Investigating neural networks to learn an intervention response function on a continuous exposure

Authors: Mauricio Tec, Oladimeji Mudele, Kevin Josey, Falco Bargagli Stoffi, Francesca Dominici,

Presenting Author: Mauricio Tec*

This work investigates neural network (NN) techniques for estimating the expected change in an outcome of interest resulting from a hypothetical change in a continuous exposure. For example, a policymaker may want to know how many hospitalizations could be avoided by an intervention reducing air pollution from its current values in each location. We formulate this goal as learning an intervention response function (IRF) using the stochastic interventions (SI) framework (Hubbard & Van Der Laan, 2005). We illustrate how IRFs differ from exposure-response functions and can better support reasoning about certain intervention policies of interest, particularly under overlap violations.

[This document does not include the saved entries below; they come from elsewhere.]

PR #656, opened 2017-08-07
Improve email template

vmalloc:


slash/plugins/builtin/email_template.j2
```diff
@@ -0,0 +1,19 @@
...
+    <meta name="viewport" content="width=device-width"> <!-- Forcing initial-scale shouldn't be necessary -->
+    <meta http-equiv="X-UA-Compatible" content="IE=edge"> <!-- Use the latest (edge) version of IE rendering engine -->
+    <meta name="x-apple-disable-message-reformatting">  <!-- Disable auto-scale in iOS 10 Mail entirely -->
+    <title>{{title}}</title> 
+</head>
+<body width="100%" bgcolor="silver">
+  <h1><img src="http://slash.readthedocs.org/en/latest/_static/slash-logo.png" style="height: 2.2em; margin-right: 1em; position: relative; top: 16px">{{title}}</h1>
+  <p>
+    Session <a href="{{backslash_link}}">{{session_id}}</a>, running on <strong>{{host_name}}</strong>  has finished {{result}} after {{duration}}.
+  </p>
```
ayalash: In case baskslash plugin is not active - there won't be `backslash_link`. 
Should we set it to empty string in `kwargs` or should we handle it here?

This bug is originated in previous commit which used `_HTML_TEMPLATE` (sorry - my mistake).

slash/plugins/builtin/notifications.py
```diff
@@ -200,8 +211,8 @@ def _get_message(self):
         else:
             session_info = 'Session ID: {session_id}'
         short_message = "{results_summary}\n\n" + session_info
-        title = "Slash session in {host_name} ended {result} (duration: {duration})"
```
vmalloc: @ayalash I thought about it too, but I'm not sure the duration is important enough for the subject. One can always just click the email to see the details...

slash/plugins/builtin/email_template.j2
vmalloc: It's ok - I tested it when there's no Backslash active and the result is an empty link (which is OK in HTML)

vmalloc:
@ayalash soon - I'm fixing the template

vmalloc:
Nevermind, will leave it like this for now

We consider three mechanisms in which NNs can improve IRF estimation:
By learning a flexible model of the conditional density ratios required by IPTW and TMLE estimators for SIs (Diaz-Munoz & Van Der Laan, 2012);
By using architectures and priors promoting smoothness in the individual potential outcome curves as a function of the exposure;
By extending recent work on doubly robust estimation via targeted regularization for NNs (Shi et al., 2019; Nie et al., 2021) to the case of SIs.

These mechanisms are evaluated using previously proposed synthetic benchmark datasets for continuous treatments. Finally, we illustrate them in a real application to estimate the impact of a reduction in airborne exposure to toxic metals (Kodros et al., 2022) on hospitalizations among Medicare enrollees in the U.S.